Self-describing templates

This is the part I’m most proud of. A template looks like this:

services:
  suricata:
    image: {{ .SuricataImage }}
    network_mode: host
    cap_add:
      - net_admin
      - sys_nice
    volumes:
      - {{ .ConfigPath }}/suricata/etc:/etc/suricata
{{ if .EnablePCAP }}
      - {{ .PCAPPath }}:/data/pcap
{{ end }}

But the parameters aren’t hardcoded in the CLI. They’re declared in a metadata section within the template bundle itself:

type Parameter struct {
    Name         string
    Type         string  // "string", "bool", "int"
    Default      Variable
    Choices      []Variable
    ValidateFunc func(Variable) bool
}

When compose init runs, it walks every template file, follows include directives, and builds a complete parameter set. The walking handles cycles: an include graph is tracked with a visited map and capped at depth 20, so templates can compose each other without infinite loops.

The Variable type uses pointers to distinguish “not set” from “set to zero value.” A nil string pointer means “use the default.” An empty string pointer means “the user explicitly set this to empty.” This distinction matters when merging values from multiple sources, because you need to know whether the user made an active choice.

Template composition

A Clear NDR deployment isn’t one big template; it’s a tree. The root template includes per-service fragments:

compose.yaml.tmpl
├── services/suricata.yaml.tmpl
├── services/opensearch.yaml.tmpl
├── services/fluentd.yaml.tmpl
├── services/scirius.yaml.tmpl
├── services/arkime.yaml.tmpl
├── services/nginx.yaml.tmpl
└── configs/
    ├── suricata/suricata.yaml.tmpl
    ├── fluentd/fluent.conf.tmpl
    └── nginx/nginx.conf.tmpl

Each fragment declares its own parameters. The Suricata template needs the network interface and capture method. The OpenSearch template needs heap size and cluster name. NGINX needs the TLS certificate paths. The CLI merges them all into a single parameter set, deduplicates, and presents one unified prompt.

This composability is what lets the template repo evolve without the CLI knowing. When we added Arkime for PCAP analysis, it was a new service fragment and two new parameters. Zero CLI changes. When we added optional CrowdSec integration, it was a conditional include guarded by a boolean parameter. Again, zero CLI changes.

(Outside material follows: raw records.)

PR #1535, opened 2017-03-28
fix(provider/google): Removed static function keyword in L7 upsert.

jtk54:
@varikin FYI.


jtk54:
Closes https://github.com/spinnaker/spinnaker/issues/1517

PR #1547, opened 2017-03-31
fix(core): Add NoopAtomicOperationConverter.

duftler:


duftler:
@lwander @jtk54 @danielpeach please review.

duftler:
This change will allow clouddriver to start up with no providers enabled, or with providers that define zero atomic operation converters. Will also emit a warning on startup.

Sprig functions handle the logic within templates: string manipulation, math for computing heap sizes from available memory, list operations for building volume mount arrays. The templates are more capable than they look. There’s real logic in them, but it’s all declarative and contained within the template bundle.

Parameter cascading

Parameter values resolve through four layers, last wins:

Template defaults: baked into the parameter declaration
Config file: ~/.config/stamusctl/config.yaml or --config flag
Environment variables: STAMUS_ prefix, dots become underscores (STAMUS_SURICATA_INTERFACE=eth0)
CLI flags: --set suricata.interface=eth0

Viper handles the merging. The config list command shows the fully resolved parameter set with the source of each value, which is essential for debugging “why did it use that image tag” questions.

For the interactive compose init flow, the CLI only prompts for parameters that don’t have a value from any source and don’t have a default. In practice, this means one question: which network interface. Everything else has sensible defaults. But an operator in a CI pipeline can set everything via environment variables and get a fully non-interactive init.

The end result: one question for the user, dozens of configs generated correctly. Suricata gets the right interface, Fluentd gets the right output targets, OpenSearch gets reasonable heap sizes based on available memory, NGINX gets TLS configured. All from one init.